This is definitely something I would like to look into.  At the book store I remember seeing books on CBT so now I think I'll buy one.



			
				Violet said:
			
		

> I don't think you should be changing your dosage without doctors okay I hope it was doctor who increased it for you. With help of a good therapist you can get those thoughts under control. Try not to worry about how things will be but try concentrating on just doing what is right for you now okay. No cure but like with all illnesses there is a way to keep you stable and to keep you being able to follow your goals. TAlk with your pdoc okay and do not fool around with your medication leave that up to the doctor. You are doing good trying to educate yourself but try not to get to overwhelmed with it all okay.





			
				David Baxter said:
			
		

> Vioelt is absolutely correct, Williaqm. Taking more won't help you get well any faster and it may create other problems, some nof them serious. It's extremely important that you take only the dose your doctor prescribes.

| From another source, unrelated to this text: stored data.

PR #425, opened 2016-03-21
Learner Detail page & Learner Engagement Timeline

dan-f:
This PR implements the Learner Detail page, which currently only consists of the Learner Engagement Timeline.
- Clicking on a user in the table now takes you to their detail page
- The detail page renders a timeline trends chart of their engagement

@dsjen please review

### DIFF
--- a/analytics_dashboard/static/apps/learners/js/spec/controller-spec.js
+++ b/analytics_dashboard/static/apps/learners/js/spec/controller-spec.js
@@ -3,19 +3,22 @@ define([
     'learners/js/collections/learner-collection',
     'learners/js/controller',
     'learners/js/models/course-metadata',
-    'marionette'
-], function ($, LearnerCollection, LearnersController, CourseMetadataModel, Marionette) {
+    'learners/js/views/root-view'
+], function ($, LearnerCollection, LearnersController, CourseMetadataModel, LearnersRootView) {
     'use strict';
 
     describe('LearnersController', function () {
+        var courseId,
+            server;
+
+        courseId = 'test/course/id';
+
         beforeEach(function () {
             var collection;
+            server = sinon.fakeServer.create();
             setFixtures('<div class="root-view"><div class="main"></div></div>');
-            this.rootView = new (Marionette.LayoutView.extend({
-                regions: {
-                    main: '.main'
-                }
-            }))({el: '.root-view'});
+            this.rootView = new LearnersRootView({el: '.root-view'});
+            this.rootView.render();
             // The learner roster view looks at the first learner in
             // the collection in order to render a last updated
             // message.
@@ -31,14 +34,20 @@ define([
                     segments: ['highly_engaged'],
                     engagements: {},
                     last_updated: new Date(),
-                    course_id: 'test/course/id'
+                    course_id: courseId
                 }
             ]);
             this.controller = new LearnersController({
                 rootView: this.rootView,
                 learnerCollection: collection,
-                courseMetadata: new CourseMetadataModel()
+                courseMetadata: new CourseMetadataModel(),
+                learnerEngagementTimelineUrl: '/test-endpoint/',
+                courseId: courseId
             });
+        });
+
+        afterEach(function () {
+            server.restore();
         });
 
         it('should show the learner roster page', function () {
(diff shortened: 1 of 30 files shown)


analytics_dashboard/static/js/views/trends-view.js
```diff
@@ -2,8 +2,43 @@ define(['moment', 'nvd3', 'underscore', 'views/chart-view'],
...
+             *          key: str    // key for the data lookup
+             *      }
+             *  - y (Object) defines how to find y axis data:
+             *      {
+             *          title: str // display name (translated) for the X axis
+             *          key: str   // key for the data lookup
+             *      }
+             */
+            initialize: function (options) {
+                ChartView.prototype.initialize.call(this, options);
```
dsjen: Can we remove this method?  It seems like we could to the same effect.

analytics_dashboard/static/js/views/chart-view.js
```diff
@@ -30,6 +30,21 @@ define(['d3', 'jquery', 'nvd3', 'underscore', 'utils/utils', 'views/attribute-li
              * Returns an array of maps of the trend data passed to nvd3 for
              * rendering.  The map consists of the trend data as 'values' and
              * the trend title as 'key'.
+             *
+             * Part of the contract is that
```
dsjen, line 56: Thank you for this awesome comment!

analytics_dashboard/static/js/views/attribute-listener-view.js
```diff
@@ -8,19 +8,40 @@ define(['backbone'],
...
 
             renderIfDataAvailable: function () {
                 var self = this;
-                if (self.model.has(self.modelAttribute)) {
+                if (self.isDataAvailable()) {
                     self.render();
                 }
             },
 
+            isDataAvailable: function () {
```
dsjen: Nit: it almost seems like the models should be required to implement some sort of data status rather than having the view determine if that is available.

analytics_dashboard/static/js/views/attribute-listener-view.js
```diff
@@ -8,19 +8,40 @@ define(['backbone'],
...
+                var isDataAvailableFunc = this.options.isDataAvailable;
+                if (typeof isDataAvailableFunc === 'function') {
```
dsjen: Nit: We could use underscore instead, http://underscorejs.org/#isFunction.

analytics_dashboard/static/apps/learners/js/views/engagement-timeline.js
```diff
@@ -0,0 +1,52 @@
+define([
+    'marionette',
+    'text!learners/templates/engagement-timeline.underscore',
+    'views/trends-view',
+    'underscore'
```
dsjen: I guess `underscore` should come before `views` to be alphabetically compliant. :)

analytics_dashboard/static/apps/learners/js/utils.js
```diff
@@ -47,6 +47,71 @@ define([], function () {
...
+        EventTransformers: {
+            /**
+             * Transforms an AJAX server error (as defined in handleAjaxFailure)
+             * to an application error.
+             */
+            serverErrorToAppError: function (status) {
+                if (status === 504) {
+                    return [
+                        'appError',
+                        gettext('504: Server error: processing your request took too long to complete. Reload the page to try again.') // jshint ignore:line
```
dsjen, line 88: Nit: A translator comment about 504 might be helpful.

analytics_dashboard/static/apps/learners/js/spec/controller-spec.js
```diff
@@ -3,19 +3,22 @@ define([
...
-], function ($, LearnerCollection, LearnersController, CourseMetadataModel, Marionette) {
+    'learners/js/views/root-view'
+], function ($, LearnerCollection, LearnersController, CourseMetadataModel, LearnersRootView) {
     'use strict';
 
     describe('LearnersController', function () {
+        var courseId,
+            server;
+
+        courseId = 'test/course/id';
```
dsjen, line 14: Nit: This could be moved up to line 11.

dsjen:
It seems like hiding/showing trends using the legend changes the styles.  I'd like to touch base on that post weekend.  Otherwise, this looks great!

analytics_dashboard/static/js/views/trends-view.js
dan-f: The method doesn't serve a functional purpose. I added it here to have something to attach the jsdoc comment to. However, on second look, could I have added this to the `initialize` method in `chart-view.js`.

analytics_dashboard/static/js/views/chart-view.js
dan-f, line 56: np! :)

analytics_dashboard/static/js/views/attribute-listener-view.js
dan-f: You're totally right. Lemme take a look at this...

analytics_dashboard/static/js/views/attribute-listener-view.js
dan-f: Fair enough. I didn't want to introduce underscore for such a small use case, but since Backbone already requires it, why not!

analytics_dashboard/static/apps/learners/js/views/engagement-timeline.js
dan-f: correct!

analytics_dashboard/static/apps/learners/js/utils.js
dan-f, line 88: Got it.

analytics_dashboard/static/apps/learners/js/spec/controller-spec.js
dan-f, line 14: If you don't mind, I think I'll leave it. Lately I've found code easier to refactor when the variable declarations are decoupled from their assignments.

dan-f:
@dsjen I addressed your feedback in my latest commit. Please let me know if there's anything else you need me to do. Let's figure out the styling issue on Monday.

analytics_dashboard/static/apps/learners/js/spec/controller-spec.js
dsjen, line 14: :+1:

dsjen:
:dancer: :dancers: :+1: :100: :cake: :v:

Okay.  But I've done this before and my pdoc didn't seem to have a problem with it.  He asked me how I felt after a larger dose and that's it.  

Thanks for the videos.  They look interesting.

Btw, I went for a walk today!    I feel better now that I'm back home (better than before I left).  The walk was a little scary (more like stressful) but I got through it in one piece.

I guess if I don't change anything than I'll always have the same results, huh?

Take care.


----------



## David Baxter PhD (Nov 1, 2010)

> I guess if I don't change anything than I'll always have the same results, huh?


 
Exactly.


----------



## Yuray (Nov 1, 2010)

> I guess if I don't change anything than I'll always have the same results, huh?


an old saying..."If you always do what you've always done, you'll always have what you've always had. :thinking: (hard to argue that one!)


----------



## WilliamCollins (Nov 10, 2010)

But how does one change one's self when it seems like the illness is in control?  (i.e.,  I have no friends, I don't go out much, I'm constantly stressed out, etc...  All this started happening after I developed schizophrenia in the first place.)

I need to somehow change the illness then, do I not?  I see myself as a part of this illness, so maybe, just maybe, if I change the part that I have control over, then, like waves, it'll change the rest of me (including the illness itself) and transform me into a much better human being.  Someone that people would want to be around and not someone that shuts people out. 

I think my logic might be flawed (so what's new?), but it's a nice start, I suppose.

At this rate maybe I'll no longer have an illness to think about in the future.  They say there's no cure for schizophrenia.  Well, I say, maybe there is and they just haven't found it yet because people who cure themselves no longer need to see a psychiatrist.


----------



## Andy (Nov 10, 2010)

Hi WilliamCollins, 

I haven't been following this conversation much so forgive me if I am repetitive at all.  

It sounds like we are in similar situations socially and all that. All of that stuff happened to me after I was diagnosed as well. A real wake up call on who your real friends are, at the same time I get it.

You CANNOT change the illness. You can manage it with meds, but you can't change it. You are not part of this illness, the illness is part of you. You were you before Schizophrenia happened and your still there you just have an extra challenge. You need to learn how to live with the illness and not try to separate the illness from yourself.  People don't cure themselves of Schizophrenia, I'm sorry to say that, I wish it were true but it just isn't.

I'm not sure where you live but there are a lot of mental health clubhouses or even the Schizophrenia Society (if your in Canada), the SS is great. Maybe you could see about going to somewhere like that. You would meet people who are in similar situations and understand and maybe make some good friends. Even if it's a start to get yourself use to meeting people and hanging around them. No harm in trying anyway. Just a suggestion. 

Hopefully that made some sense. :2thumbs:


----------



## WilliamCollins (Nov 11, 2010)

Yes, STP, that made a lot of sense and I really appreciate it.  So thank you!

I would like to meet people who suffer from schizophrenia and I have often thought about joining such a group (even if it is only group therapy).  I wonder what it would be like (can someone who knows paint a picture for me of what it would be like?).  But at the same time, I am afraid and feel like it would make things worse...  More complicated.  Maybe I'll develop relationships and then end up suffering because of them.  You see, I isolate myself (even from my family members) in order to protect myself from all sorts of things, even if it is only from my own mind.

This illness, for me, is like a mindset which I need to get myself out of.  I'll spend a lot of time trying to cure myself (lost cause?  Well, what else is there?).  I often feel like I take a step forward and end up two steps back.  I tend to do what seems like the same things over and over again in hopes of finding different results.  Sometimes it works, oddly enough, and sometimes it does not.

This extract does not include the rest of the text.